Problem: Report only the number of lines that contain the string "error" in the records below.

Records supplied:
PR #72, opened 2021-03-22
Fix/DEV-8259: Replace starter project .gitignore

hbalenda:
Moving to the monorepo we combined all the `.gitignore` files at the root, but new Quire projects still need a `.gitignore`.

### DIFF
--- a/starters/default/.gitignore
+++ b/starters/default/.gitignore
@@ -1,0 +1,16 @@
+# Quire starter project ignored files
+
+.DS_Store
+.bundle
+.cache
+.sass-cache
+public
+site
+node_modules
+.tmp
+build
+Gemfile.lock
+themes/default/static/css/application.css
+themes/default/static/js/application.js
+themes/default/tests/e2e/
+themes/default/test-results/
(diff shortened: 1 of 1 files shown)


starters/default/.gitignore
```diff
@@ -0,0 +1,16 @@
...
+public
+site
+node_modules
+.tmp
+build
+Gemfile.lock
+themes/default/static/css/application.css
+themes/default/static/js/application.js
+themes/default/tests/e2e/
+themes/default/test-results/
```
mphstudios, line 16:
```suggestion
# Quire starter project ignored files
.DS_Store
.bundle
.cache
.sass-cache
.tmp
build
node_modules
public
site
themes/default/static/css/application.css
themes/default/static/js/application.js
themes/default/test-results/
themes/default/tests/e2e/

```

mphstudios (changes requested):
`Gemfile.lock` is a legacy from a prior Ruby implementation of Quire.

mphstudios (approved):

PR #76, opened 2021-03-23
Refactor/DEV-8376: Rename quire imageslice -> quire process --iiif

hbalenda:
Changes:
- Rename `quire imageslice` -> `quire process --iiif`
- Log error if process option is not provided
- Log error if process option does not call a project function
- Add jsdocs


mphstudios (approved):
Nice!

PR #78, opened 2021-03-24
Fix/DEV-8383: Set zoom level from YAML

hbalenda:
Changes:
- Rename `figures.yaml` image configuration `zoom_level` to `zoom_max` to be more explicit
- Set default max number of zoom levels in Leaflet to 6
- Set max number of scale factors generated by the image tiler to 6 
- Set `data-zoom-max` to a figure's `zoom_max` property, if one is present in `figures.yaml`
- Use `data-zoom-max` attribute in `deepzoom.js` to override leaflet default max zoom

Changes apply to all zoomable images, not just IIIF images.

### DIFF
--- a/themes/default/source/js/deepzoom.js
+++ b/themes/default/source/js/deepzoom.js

Your solution: 2